Mark’s reference to Jesus being among the wild beasts points to the danger of the situation; leopards, wild boars and jackals that inhabited the Judean desert cf. Mark 1:13. Underneath, St. Mark wished his audience to remember the promises of the messianic age as a time of harmony between humanity and nature as portrayed by Isaiah 11:6-9. Like the Israelites in their desert trek and like Elijah in the wilderness, Angel messengers from God sustained Jesus. But, unlike the Israelites who gave into temptation, complained against God and sinned in the desert, Jesus emerged obedient and faithful to continue the task of proclaiming the reign of God. Today we are encouraged to imitate Jesus at our time of mortification so that we can be victorious. Lenten season is time to reform, repent and believe. We are invited to begin this season turning away from evil so that God can reward us with faith and fervor.

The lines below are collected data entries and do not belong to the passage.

PR #3953, opened 2022-06-01
add lsp demo

mrice32:


chrismaree (commented):
where are these scripts from?

PR #3956, opened 2022-06-02
chore(sdk): refactor oracle client to accept different oracle types

daywiss:

**Motivation**

We need to support the skinny OO, we should be able to instantiate the client with an arbitrary oracle client.

**Summary**

This refactors the code without changing functionaility, mainly to be able to make certain interfaces generic based on an different oracle client. Theoretically no functionality has been changed.

**Details**

This was mainly an excercise in getting typescript to work with somethhing like a plugin system, which was quite tricky and still is not perfect.  The next PR will add a skinny oo client.

**Testing**

- [ ]  New unit tests created
- [ ]  Untested


packages/sdk/src/across/test/rateModel.e2e.ts
```diff
@@ -47,7 +47,11 @@ describe("rateModel", function () {
         );
         assert.fail("Should throw error");
       } catch (err) {
-        assert.equal(err.message.includes("method called before updating"), true);
+        if (err instanceof Error) {
```
daywiss, line 50: there was some typescript warnings here, this fixes it

packages/sdk/src/oracle/common/services/statemachine.ts
```diff
@@ -0,0 +1,266 @@
+import { Context, Memory, ContextType } from "oracle/common/types/statemachine";
```
daywiss, line 1: this file was refactored but functinality is not really changed. Only major change is that state machine handlers can be registered at run time. This is to allow different state handlers based on different oracle interfaces.

packages/sdk/src/oracle/common/services/statemachines/clearUser.ts
```diff
@@ -9,7 +9,7 @@ export function initMemory(): Memory {
   return undefined;
 }
 
-export function Handlers(store: Store): GenericHandlers<Params, Memory> {
+export function Handlers<S, O, E>(store: interfaces.Store<S, O, E>): GenericHandlers<Params, Memory> {
```
daywiss, line 12: all these handlers now have to consume a generic store interface

packages/sdk/src/oracle/common/store/store.ts
```diff
@@ -0,0 +1,49 @@
+import { RawStore } from "./rawStore";
```
daywiss, line 1: this file wasnt modified other than to implement the new interfaces

packages/sdk/src/oracle/common/types/interfaces.ts
```diff
@@ -0,0 +1,177 @@
+import { TransactionConfirmer, requestId } from "../utils";
```
daywiss, line 1: this file creates interfaces that need to be common across all oracle clients

packages/sdk/src/oracle/optimistic/client.ts
```diff
@@ -1,28 +1,31 @@
 import assert from "assert";
 import { ethers } from "ethers";
-import Store, { Emit } from "./store";
+
```
daywiss, line 3: this is the original client, it should function the same, its just been changed to use the new interfaces and plugin the necessary handlers at run time

packages/sdk/src/oracle/optimistic/types/state.ts
```diff
@@ -0,0 +1,157 @@
+import { JsonRpcSigner, BigNumber, Web3Provider, FallbackProvider } from "oracle/common/types/ethers";
```
daywiss, line 1: this file is almost identical to the previous state file specific to the current optimistic oracle contract.  some of this needs to be refactored to remove duplicate information shared between the clients.

packages/sdk/src/oracle/optimistic/utils.ts
```diff
@@ -0,0 +1,29 @@
+import { DefaultConfig, getAddress, getMulticall2Address } from "oracle/common/utils";
```
daywiss, line 1: each optimsitic oracle will need its own address lookup function

packages/sdk/src/oracle/common/types/interfaces.ts
```diff
@@ -0,0 +1,177 @@
+import { TransactionConfirmer } from "../utils";
```
daywiss, line 1: this file defines interfaces that should be the same across clients using different oracles

packages/sdk/src/oracle/common/services/statemachine.ts
```diff
@@ -0,0 +1,266 @@
+import { Context, Memory, ContextType } from "../types/statemachine";
+import { ContextManager, shouldStep } from "../services/statemachines/utils";
```
daywiss, line 2: this file was copied from previous state machine file and modified to "register" different handler types. functionailty remains the same

packages/sdk/src/oracle/optimistic/types/state.ts
```diff
@@ -0,0 +1,158 @@
...
+import type { erc20, optimisticOracle, sortedRequests } from "../../common/services";
+import { Context, Memory } from "../../common/types/statemachine";
+
+// create partial picker: https://stackoverflow.com/questions/43159887/make-a-single-property-optional-in-typescript
+type Omit<T, K extends keyof T> = Pick<T, Exclude<keyof T, K>>;
+type PartialBy<T, K extends keyof T> = Omit<T, K> & Partial<Pick<T, K>>;
+
+export { Context, Memory };
+
+export type ChainServices = {
```
daywiss, line 22: this file is not new, its just copied almost exactly from previous state file. lots of duplicate data between this and common state file which i'll try to fix when i add the skinny OO client

packages/sdk/src/oracle/optimistic/utils.ts
```diff
@@ -0,0 +1,29 @@
+import { DefaultConfig, getAddress, getMulticall2Address } from "../common/utils";
+// this had to be copied in because interfaces in contracts-frontend and contracts-node are different
+// The frontend cant use contracts-node because async calls are required for addresses, when testing in node
+// we arent able to import contracts-frontend.
+export function getOptimisticOracleAddress(chainId: number): string {
```
daywiss, line 5: this isnt new, just moved out into its own file

packages/sdk/src/utils.ts
```diff
@@ -13,37 +13,47 @@ export function exists<T>(value: T | null | undefined): value is NonNullable<T>
 
 // useful for maintaining balances from events
 export type Balances = { [key: string]: string };
-export function Balances(balances: Balances = {}) {
-  function create(id: string, amount = "0") {
+export interface BalanceUtil {
```
daywiss, line 16: fixing some warnings

packages/sdk/src/oracle/common/store/store.ts
mrice32: Maybe this is obvious, but why do we have to copy these files? I would've though they could've been made more generic or functionality could have been added.

packages/sdk/src/oracle/common/types/interfaces.ts
```diff
@@ -0,0 +1,177 @@
...
+  Write: NewWrite<State, Events>;
+  Has: NewHas<State>;
+  Update: NewUpdate<Store<State, Oracle, Events>>;
+}
+export interface RawStore<S> {
+  write: (cb: RawWriteCallback<S>) => void;
+  writeAsync: (cb: RawWriteCallback<S>) => Promise<void>;
+  read: () => S;
+}
+export interface Store<S, O, E> {
```
mrice32, line 37: nit: as a reader, single-letter generics can be confusing, as it's unclear what these types are supposed to represent.

mrice32, line 37: nit: as a reader, single-letter generics can be confusing, as it's unclear what these types are supposed to represent.

packages/sdk/src/oracle/optimistic/store/write.ts
```diff
@@ -87,7 +87,7 @@ export class OptimisticOracle {
     }
   }
 }
-export class Chain {
+export class Chain implements types.interfaces.Chain<state.OptimisticOracleEvent> {
```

Today we are reminded that we are a people of the covenant in which like Noah we have an active part to play. By the grace received through the waters of baptism we have been redeemed, so we have to sustain this grace by behaving appropriately. Baptism is our sure way to salvation in which we have to invite others to participate. We have no shortcut to heaven apart from passing through Jesus Christ by repenting our sins. Though temptations are many and rampant, Jesus has taught us how to defeat them by prayer fasting and doing the will of God; we are encouraged never to lose focus of this reality. Jesus’ victory is in our favor.